И долго ещё шумели бы казачьи половники, да дверь отворилась, впустив за собою струю пара, и черноволосый и черноусый, в зелёном мундире с Екатерининской медалью на шее, вошёл генерал-майор Иван Кузьмич Крутов. Сняв папаху, запорошённую снегом, с чёрной головы, он весело крикнул:

   — Замолчи, честная станица!

Спорщики замолчали и поднялись навстречу лихому донскому генералу.

   — А, ваше превосходительство, честь и место!

   — Манжате[5] и пивате?

   — Есть немного. Не побрезгуйте, ваше превосходительство. Эй! Марья Сергеевна — вина!

   — Челом бью хозяйке, — сказал Крутов и поклонился в пояс жене Луковкина.

   — Ну, что, по старине? Чарочка-каточек?..

   — По старине, Иван Кузьмич, — развязно улыбнулась казачка.

   — Ах, старина, старина! — вздохнул Крутов. — Последние времена настали, а тут по старине, говорите. Комету видали?

   — Ну, что же комета? Это от Бога.

   — От Бога-то от Бога. Да был я сейчас у Хрисанфа Павловича Кирсанова. Сказывал мне: письмо он от атамана из Питера получил. Пишет, с Наполеоном у нас и так, и сяк, однако готовьтесь, и чтобы коши[6] исправны были, об весне как бы не в поход.

   — Вона! — протянул Сипаев, а за ним и Луковкин повторил то же восклицание. — А у нас-то и полки по станицам распущены... Плохо дело. Опять скомплектовывать будут.

   — Наши уже собираются на Красный яр, — сказал есаул-атаманец.

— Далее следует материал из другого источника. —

PR #940, opened 2025-01-15
Inhibit drum SP activation gems during active SP

wyrdough:
If the player has more than half a bar of SP during a drum fill phrase, the activation gem will be generated even if SP is active. 

This is because FourLaneDrumsNoteElement checks Player.Engine.CanStarPowerActivate to determine whether notes with the IsStarPowerActivator flag set should have their gem colored with the activation color or the normal color. CanStarPowerActivate does not consider SP activation status, so the gem ends up being purple when it shouldn't be.

This PR conditions the use of the activation color on SP not currently being active when the activator gem is spawned.

### DIFF
--- a/Assets/Script/Gameplay/Visuals/TrackElements/Drums/FiveLaneDrumsNoteElement.cs
+++ b/Assets/Script/Gameplay/Visuals/TrackElements/Drums/FiveLaneDrumsNoteElement.cs
@@ -71,7 +71,7 @@ namespace YARG.Gameplay.Visuals
             // Get colors
             var colorNoStarPower = colors.GetNoteColor(pad);
             var color = colorNoStarPower;
-            if (NoteRef.IsStarPowerActivator && Player.Engine.CanStarPowerActivate)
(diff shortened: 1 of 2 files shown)


EliteAsian123 (changes requested):
Hello, thanks for the PR, and sorry for the late review as this slipped under my radar for some reason!

My question is whether its intention that this is only changed visually and not engine-wise. The code that determines the activator note here, has the exact same condition:
image
And here as well:
image

I'm not actually sure which is correct, so I'm open to feedback.

Thanks!

wyrdough:
My thinking was that since SP is already active it doesn't really matter whether the engine thinks there are activation notes or not since the worst case scenario (in my mind) was that the engine attempts to activate SP again if the player plays the now indistinguishable note(s).

EliteAsian123:
The thing is, it's impossible to miss activator notes. As you can see from the first picture there if the activation note exists in the backend of the hit window, the note automatically gets hit, so there is a technical difference.

PR #941, opened 2025-01-15
Don't attempt to pulse the star meter once gold has been achieved.

wyrdough:
After earning 5 gold stars, an error is repeatedly emitted to the debug log: "game object with animator is inactive". This happens because the gold star animator's Play method continues being called every second beatline even after the normal star object has been disabled.

This PR conditions the call to PulseGoldMeter on 5GS not having been reached, resolving the log spam.

### DIFF
--- a/Assets/Script/Gameplay/HUD/ScoreBox/StarScoreDisplay.cs
+++ b/Assets/Script/Gameplay/HUD/ScoreBox/StarScoreDisplay.cs
@@ -37,7 +37,7 @@ namespace YARG.Gameplay.HUD
                 return;
 
             _goldMeterBeatCount++;
-            if (_goldMeterBeatCount % 2 == 0 && _currentStar == 5)
+            if (_goldMeterBeatCount % 2 == 0 && _currentStar == 5 && !_isGoldAchieved)
             {
                 foreach (var star in _starObjects)
                 {


Assets/Script/Gameplay/HUD/ScoreBox/StarScoreDisplay.cs
```diff
@@ -37,7 +37,7 @@ private void PulseGoldMeter(Beatline beat)
                 return;
 
             _goldMeterBeatCount++;
-            if (_goldMeterBeatCount % 2 == 0 && _currentStar == 5)
+            if (_goldMeterBeatCount % 2 == 0 && _currentStar == 5 && _isGoldAchieved == false)
```
EliteAsian123, line 40: For booleans, it is more concise to use `!_isGoldAchieved` instead of `_isGoldAchieved == false`.

EliteAsian123 (changes requested):
Thanks for the PR! Please see the requested changes below. After they are fixed, this can be merged!

Assets/Script/Gameplay/HUD/ScoreBox/StarScoreDisplay.cs
wyrdough: Fixed! Thanks for taking the time to review.

PR #944, opened 2025-01-17
Fix venue custom shaders on linux and OSX

theli-ua:
Its unclear why that shader code was added but it actually breaks all custom shaders used in venues, removing that linux/osx specific code makes custom shaders in venues work on Linux


theli-ua:
I have also now tested this on Intel OSX, this also fixes custom shaders for it as well. That code that this is removing does not seem to be required

PR #949, opened 2025-01-25
Generalize and localize `prc`-based practice sections

Frickitickitavi:
**Requires YARG.Core PR 230**

RB uses [a static list of practice sections](http://docs.c3universe.com/rbndocs/index.php?title=All_Practice_Sections). YARG currently parses these events by transforming the contents of the events themselves, but this doesn't always result in the correct name. For example, `[prc_a1]` is meant to render as "A Section 1", but appears in YARG as "A1". Furthermore, using preset section names means that they can be localized, and the charting team has been sticking to these events as much as possible for that reason.

One drawback of RB's system is that it has arbitrary limitations on how many times a section can be repeated (e.g. verses go up to 9, but pre-verses only go up to 5) and how many subsections a section can have (e.g. Guitar Solo 1 goes up to 1S, but Guitar Solo 9 only goes up to 9N).

This PR integrates the standard practice sections into the localization system, and generalizes them to remove the arbitrary limitations. Section numbers can be any integer with any number of digits - you can have Guitar Solo 345678 - while subsection letters have to be single-letter and are capped at Z. Special consideration is given to the "letter-based" sections (A Section, B Section, etc), which are also generalized all the way up to Z Section.

In all cases, the section number and subsection letter are preserved regardless of language setting, and it is only the proper _name_ of the section that gets localized, like Guitar Solo, Breakdown, or Post-Chorus.

If a `prc`-based practice section fails to match any standardized tag, then it is parsed in the same way that the game currently parses all practice sections. Behavior for `section`-based events is unchanged.

Because the localization must happen in YARG to take advantage of localization, YARG.Core now performs none of the transformation and only checks whether an event begins with `prc` or `section`, then passes it to YARG unedited if so.

The internal list of recognized tags includes some weird edge cases - for example, the RBN docs contain a typo for the "Scratch break" section tag (`prc_sctrach_break`), so the list recognizes both the typo'd name and the intended one. Similarly, "Keyboard enters" is strangely encoded as `[prc_keyb_enters]` despite all other keyboard-related sections spelling the word in full, so I accepted both.


Frickitickitavi:
Accidentally targeted `master` instead of `dev`; reopening with the correct target

PR #950, opened 2025-01-25
Generalize and localize standard practice section events

Frickitickitavi:
RB uses [a static list of practice sections](http://docs.c3universe.com/rbndocs/index.php?title=All_Practice_Sections). YARG currently parses these events by transforming the contents of the events themselves, but this doesn't always result in the correct name. For example, `[prc_a1]` is meant to render as "A Section 1", but appears in YARG as "A1". Furthermore, using preset section names means that they can be localized, and the charting team has been sticking to these events as much as possible for that reason.

One drawback of RB's system is that it has arbitrary limitations on how many times a section can be repeated (e.g. verses go up to 9, but pre-verses only go up to 5) and how many subsections a section can have (e.g. Guitar Solo 1 goes up to 1S, but Guitar Solo 9 only goes up to 9N).

This PR integrates the standard practice sections into the localization system, and generalizes them to remove the arbitrary limitations. Section numbers can be any integer with any number of digits - you can have Guitar Solo 345678 - while subsection letters have to be single-letter and are capped at Z. Special consideration is given to the "letter-based" sections (A Section, B Section, etc), which are also generalized all the way up to Z Section.

In all cases, the section number and subsection letter are preserved regardless of language setting, and it is only the proper _name_ of the section that gets localized, like Guitar Solo, Breakdown, or Post-Chorus.

If a practice section fails to match any standardized tag, then it is parsed in the same way that the game currently parses all practice sections.


Assets/Script/Gameplay/HUD/Practice/PracticeSectionView.cs
```diff
@@ -101,5 +105,223 @@ public void UpdateView()
...
+                    return Localize.Key("Gameplay.PracticeSections." + prcNameToLocalizationKey[key]);
+                }
+
+                if (prcSectionName.StartsWith(key))
+                {
+                    var remainder = prcSectionName[(key.Length + "_".Length)..];
+
+                    if (isSectionNumber(remainder))
+                    {
+                        return Localize.Key("Gameplay.PracticeSections." + prcNameToLocalizationKey[key]) + " " + remainder;
```
TheNathannator, line 150: Again here, the localization string should be a format string instead of manually constructed.

```suggestion
                        return Localize.KeyFormat(("Gameplay.PracticeSections", prcNameToLocalizationKey[key], "WithNumber"), remainder);
```

This would somewhat complicate the localization strings for each section, as both no-number and with-number variants would need to be provided for each.

Assets/StreamingAssets/lang/en-US.json
```diff
@@ -336,7 +336,138 @@
...
+				"Chant": "Chant",
+				"SpokenWord": "Spoken word",
+				"Outro": "Outro",
+				"OutroSolo": "Outro solo",
+				"OutroChorus": "Outro chorus",
+				"Ending": "Ending",
+				"BigRockEnding": "Big Rock Ending!",
+				"FadeOut": "Fade out",
+				"Section": "section"
+		}
```
TheNathannator, line 470: Don't add untranslated entries for new keys into the files for other languages, please. The game can handle them being empty just fine, it'll display the localization key as-is to make it obvious something isn't translated yet.

TheNathannator (changes requested):
I like the concept, but I'm not so sure about the current implementation of things.

There are also plenty of section names supported by Rock Band which aren't present within the RBN section name list, which we could consider adding down the line, but for now I think the current list will do.

Assets/StreamingAssets/lang/en-US.json
TheNathannator: i put this comment on the wrong file lol, but you get my point

Assets/Script/Gameplay/HUD/Practice/PracticeSectionView.cs
```diff
@@ -101,5 +105,223 @@ public void UpdateView()
...
+            {"prayer", "Prayer"},
+            {"chant", "Chant"},
+            {"spoken_word", "SpokenWord"},
+            {"outro", "Outro"},
+            {"outro_solo", "OutroSolo"},
+            {"outro_chorus", "OutroChorus"},
+            {"ending", "Ending"},
+            {"bre", "BigRockEnding"},
+            {"fade_out", "FadeOut"}
+        };
```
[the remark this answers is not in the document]
Frickitickitavi: I'm perfectly happy to have them as snake case in the localization files too, and that was actually how I started doing it at first before I got cold feet about going against convention. I'll do that

Assets/Script/Gameplay/HUD/Practice/PracticeSectionView.cs
```diff
@@ -101,5 +105,223 @@ public void UpdateView()
...
+
+        private string ParseSectionName(string sectionName)
+        {
+            const string SECTION_PREFIX = "section ";
+            const string PRC_PREFIX = "prc_";
+
+            if (sectionName.StartsWith(SECTION_PREFIX))
+            {
+                return sectionName[SECTION_PREFIX.Length..].TrimStart('_').Trim();
+            }
```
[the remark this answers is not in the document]
Frickitickitavi: Clarification - do you want `section` events to be localized when they correspond to a `prc` event with spaces instead of underscores (e.g. `[section gtr solo 2a]`), or when they correspond to the English rendering of a `prc` event (e.g. `[section Gtr Solo 2A]`)?

Assets/StreamingAssets/lang/en-US.json
Frickitickitavi: I noticed that the non-English localization files are full of English localizations for (almost?) everything. Is there a reason why those are filled in with English, but these should remain empty?

RileyTheFox: > I noticed that the non-English localization files are full of English localizations for (almost?) everything. Is there a reason why those are filled in with English, but these should remain empty?

I think this is something to do with crowdin filling it in as the non-English files are based off of the English file.

Assets/Script/Gameplay/HUD/Practice/PracticeSectionView.cs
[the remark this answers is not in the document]
TheNathannator: No, as the section names you want to localize will always contain underscores. Treat `[section ` and `[prc_` as substitutable prefixes which have no bearing on the semantics of the section name. As I mentioned in the Core PR just now, both `[section gtr_solo]` and `[prc_gtr_solo]` should be localized identically.

Assets/Script/Gameplay/HUD/Practice/PracticeSectionView.cs
```diff
@@ -101,5 +105,223 @@ public void UpdateView()
...
+                }
+            }
+
+            // Not a standard section name, so return unlocalized
+            return prcSectionName.Replace('_', ' ').Trim();
+        }
+
+        // Whether the string follows the convention for letter-based section names
+        // e.g., "a" for "A section", "b3" for "B section 3", or "z92b" for "Z section 92B"
+        private bool isLetterBasedSectionName(string text)
```
TheNathannator, line 161:
```suggestion
        private bool IsLetterBasedSectionName(string text)
```

Assets/Script/Gameplay/HUD/Practice/PracticeSectionView.cs
```diff
@@ -101,5 +105,223 @@ public void UpdateView()
...
+            if (text.Length == 1)
+            {
+                return text[0].IsAsciiLetterLower();
+            }
+
+            return text[0].IsAsciiLetterLower() && text[1].IsAsciiDigit() && isSectionNumber(text[1..]);
+        }
+
+        // Whether the string follows the convention for section numbers (a, 1, 1a)
+        private bool isSectionNumber(string text)
```
TheNathannator, line 177:
```suggestion
        private bool IsSectionNumber(string text)
```

TheNathannator (commented):
Forgot about a couple more nitpicks I had lol, name casing of functions should generally be PascalCase regardless of visibility.

Assets/StreamingAssets/lang/en-US.json
TheNathannator: I don't think it's something deliberately done by us, yeah. Didn't realize that was already done for these files lol

Assets/Script/Gameplay/HUD/Practice/PracticeSectionView.cs
Frickitickitavi: I suppose we'd want to move `LetterSection` and `WithNumber` out of the same grouping as the actual section flags, to avoid false positives if someone actually uses something like `[section WithNumber]` for some reason. `Gameplay.Practice.Sections` for the literal flags and `Gameplay.Practice.SectionFormats` for those two?

Assets/StreamingAssets/lang/en-US.json
Frickitickitavi: In light of that, does your comment still apply? If so, should I replace each value with `""` or `undefined`/`null`?

Assets/Script/Gameplay/HUD/Practice/PracticeSectionView.cs
```diff
@@ -101,5 +105,223 @@ public void UpdateView()
...
+        }
+
+        // Receives a prc-based section name with "prc_" removed
+        private string ParsePrcSectionName(string prcSectionName)
+        {
+            // Handle letter-based sections like "A section" (prc_a) and "B section 3" (prc_b3)
+            if (isLetterBasedSectionName(prcSectionName))
+            {
+                var name = char.ToUpper(prcSectionName[0]) + " " + Localize.Key("Gameplay.PracticeSections.Section");
+                return prcSectionName.Length == 1 ? name : (name + " " + prcSectionName[1..]);
```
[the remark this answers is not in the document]
Frickitickitavi: Cosmetic change - going with `LetterSection` instead of `LetterSubsection` for the name, because (in my mind, at least) "subsection" refers to the letter that comes after a section number, like the "B" in "Guitar Solo 2B".

Assets/Script/Gameplay/HUD/Practice/PracticeSectionView.cs
Frickitickitavi: Pushed a commit with this approach implemented - let me know what you think 🙂

Assets/StreamingAssets/lang/en-US.json
Frickitickitavi: Latest push still includes the populated values for now, pending this conversation

EliteAsian123: Crowdin deals with (or will deal with as we've disabled it for now) the non-English translation files, so only the `en-US.json` file should be modified in this case.

Frickitickitavi: Got it, will revert the other four files

Frickitickitavi:
Screwed up pulling latest changes like a big dummy, and I have some significant changes in mind anyway, so going to close and reopen fresh

PR #953, opened 2025-01-27
Fix some issues with score database querying/caching, and allow selecting whether high-score display searches all difficulties or only the highest difficulty

TheNathannator:
- Highest score and percentage are now always queried separately from each other for the high score display.
- The high score display now has the option to choose between whether all difficulties are searched for the highest score/percentage, or whether only the highest difficulty is used.
  - This defaults to the highest difficulty only option, since, from a naive/ideal perspective, it provides a more natural way of showcasing progression up the difficulty ladder and accounts for most general cases.


EliteAsian123 (changes requested):
The only problem is see is if "High Score Display" in the settings is set to "Off". In nightly it looks like this:

image

However, in this PR it looks like this with "Highest across all difficulties" (which I'm assuming isn't intended).

image

Amazing work nonetheless!

TheNathannator:
The one high score mode I didn't check lol, thanks for catching that!

PR #957, opened 2025-02-02
Fix venues shaders on OSX (again)

theli-ua:
Previously we were exporting shaders for OSX separately. Unfortunately that does not guarantee that all shader variants were exported. To mitigate that we now export materials instead. However to avoid doubling of resulting yarground size we replace all textures with dummy on export.
On load we fixup all the shaders to pick up from osx-specific subbundle

### DIFF
--- a/Assets/Script/Gameplay/BackgroundManager.cs
+++ b/Assets/Script/Gameplay/BackgroundManager.cs
@@ -6,8 +6,8 @@ using Cysharp.Threading.Tasks;
 using UnityEngine;
 using UnityEngine.UI;
 using UnityEngine.Video;
-using YARG.Core.Extensions;
 using YARG.Core.IO;
+using YARG.Core.Logging;
 using YARG.Core.Venue;
 using YARG.Helpers.Extensions;
 using YARG.Settings;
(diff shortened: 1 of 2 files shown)


EliteAsian123 (changes requested):
Hello, thanks for the PR!

Unfortunately, this is beginning to look like more of a hack than an actual fix to the cross-platform venue problem, which we would like to avoid. You mention that not all shader variants were exported. Do you think there's a more elegant way to get the shader variants without looking through all of the materials, removing the textures, and then exporting those?

Thanks!

Assets/Script/Gameplay/BackgroundManager.cs
```diff
@@ -91,7 +91,7 @@ private async UniTaskVoid Start()
                     // Yarground comes with shaders for dx11/dx12/glcore/vulkan
                     // Metal shaders used on OSX come in this separate bundle
                     // Update our renderers to use them
-                    var renderers = bg.GetComponentsInChildren<Renderer>();
```
theli-ua, line 94: This is a fix that I found while testing. I've seen venues that have an object inactive in the beginning but then show it later. Passing true here will ensure we fixup all objects regardless if they are active in hierarchy or not

theli-ua:
It looks like I may have broken something in latest update here and it still wouldn't work with all the shaders on the mac. I'll switch to draft for now and reopen when confirming

theli-ua:
Fixed and retested, exported bundles work with the current nightly (as they mostly should)

PR #958, opened 2025-02-03
Allow vocal note lines' draw calls to be batched

theli-ua:
Current code code directly sets `.color` on the material which creates a separate instance of material for every mesh renderer and prevents srp batcher from combining them.

Tested in a frame debugger. Before the change every line is drawn as a separate "draw" event, after (with single vocal player) in  a single "Dynamic Draw" one.


theli-ua:
This doesn't change much when there are multiple vocal players as the way rendering order is done in unity it won't have a lot of chances combining them. Could be improved later

Assets/Script/Gameplay/Visuals/VocalElements/VocalNoteElement.cs
```diff
@@ -25,11 +25,13 @@ public class VocalNoteElement : VocalElement
         protected override void InitializeElement()
         {
             var color = Player.VocalTrack.Colors[NoteRef.HarmonyPart];
+            var matPropBlock = new MaterialPropertyBlock();
```
TheNathannator, line 28: This should be cached into a field to avoid repeated allocation, MaterialPropertyBlock allocates a native object and doesn't free it until it gets finalized by the garbage collector.

TheNathannator (changes requested):

Assets/Script/Gameplay/Visuals/VocalElements/VocalNoteElement.cs
theli-ua: :+1:

TheNathannator (approved):
Looks good code-wise now. I could nitpick how the property block initialization is done (IIRC it can just be `_materialProperties = new()`), but that's just me being a little OCD lol, I'll leave that decision up to you.

PR #959, opened 2025-02-03
Add support for shift indicators for five fret instruments

wyrdough:
This PR adds support for shift indicators on five fret instruments, using range shift text events found in some of the YARG setlist songs.

During initialization the list of text events attached to the note track is scanned for events with the form `[ld_range_shift d r s]` where d is the difficulty, r is the 1 indexed range, and s is the number of frets in the range. Any frets not in the initial range are grayed out.

inactive fret

When a range shift event occurs, range shift markers are shown at the four preceding beat lines on the track and the currently inactive frets coming into use flash at each range shift marker.

Shift marker, currently identical to the pro keys range shift marker:
shift marker

Fading out from the beat line flash:
mid flash

Once the event has passed, the now active frets are colored and the now inactive frets fade to gray.

inactive flipped


wyrdough:
Closing because this has been superseded by #1007.

PR #962, opened 2025-02-04
Show warning when player has no input device or microphone

thomeval:
This PR adds a warning message to the Difficulty Select Screen when a non-bot player has no input devices assigned:
image

 For vocalists, having no input device is considered valid. Instead, a different warning is displayed when a vocalist has no microphone connected:

image

Players without input devices are also shown differently on the Active Players list in the top status bar:

image

<s>Note that icons used for this are placeholders and are identical to the regular instrument icons, except for the Vocals one.</s> This PR now includes Kadu's new instrument icons.


kaduwaengertner:
We recently recreated all the instrument icons so they all match in style, so if you can update your PR to utilize the new ones that would be awesome, also sending the regular icons to be updated.

NoInstrumentIcons
InstrumentIcons

thomeval:
@kaduwaengertner Great, I've included those into this PR.

EliteAsian123 (changes requested):
Hello again!

The code itself is fine, however, the anchoring positions of the UI elements are incorrect on certain resolutions:

image

Please see the "Loading Phrase" element in the same prefab to see how it can be fixed in this scenario. Thanks!

thomeval:
Hi, I've pushed an update to the branch that fixes the positioning of the warning message. I tested it on 4:3, 16:9, 16:10 and 21:9 and all of them work without issue now.

PR #627, opened 2017-11-28
AF-593+: Move uberfire to appformer.

mbarkley:
@psiroky Could you please review this? The primary goal of this PR set is to replace AppFormer/uberfire with kiegroup/appformer in the build (content being presently almost identical). I figgured it made sense to add kie-soup to the repositories list now too, but I don't have to do that here.


mbarkley:
Related:
https://github.com/AppFormer/uberfire/pull/927
https://github.com/kiegroup/appformer/pull/100
https://github.com/kiegroup/droolsjbpm-build-bootstrap/pull/627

   — Ваши! Ваши в первую голову... Ну, довольно об этом! Война так война. А у вас что за сбор?

   — Это наше кумпанство.

   — Ну, где кумпанство, там и пьянство, а где пьянство — там и веселье. Верно?

   — Верно, — в голос ответили гости.

   — Ну-ка, есаул, ваших александровских песенников нельзя ли? Скомандуйте-ка, батюшка.

Есаул поднялся.

   — Слушайте, дорогой, ещё бы и за Балабиным послать, — сказал Луковкин, — да, может, и других, кто дома, а, на огонёк? А у нас икра есть ловкая, да звена два осетринки, да кто не постится — хозяйка моя живо индюка бы зажарила. А и индюк же ва-ажный! Сам Наполеон такого не едал.

Не прошло и полчаса, как небольшая полковницкая изба стала наполняться народом. Пришли офицеры-атаманцы, пришли старые полковники, а несколько минут спустя дверь в соседнюю комнату открылась и на фоне стены, сплошь увешанной коврами, сбруей и старинным оружием, показались синие кафтаны атаманских песенников.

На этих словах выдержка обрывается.